▶ [YOUR OBJECTIVE]
Please restate the data word for word.
+++ PROVIDED RECORDS
PR #871, opened 2025-07-06
stealth png info (again)

Hugs288:
adds stealth png info support

this implementation only works with png, it is compatible with webp in theory but either sixlabors doesnt support that or stupid me just cant get it to work.

especially tricky for lossy webp since it needs the alpha layer to be encoded losslessly, which sixlabors doesnt seem to support at all.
++++++
▶ [PROBLEM SOLUTION]
PR #871, opened 2025-07-06
stealth png info (again)

Hugs288:
adds stealth png info support

this implementation only works with png, it is compatible with webp in theory but either sixlabors doesnt support that or stupid me just cant get it to work.

especially tricky for lossy webp since it needs the alpha layer to be encoded losslessly, which sixlabors doesnt seem to support at all.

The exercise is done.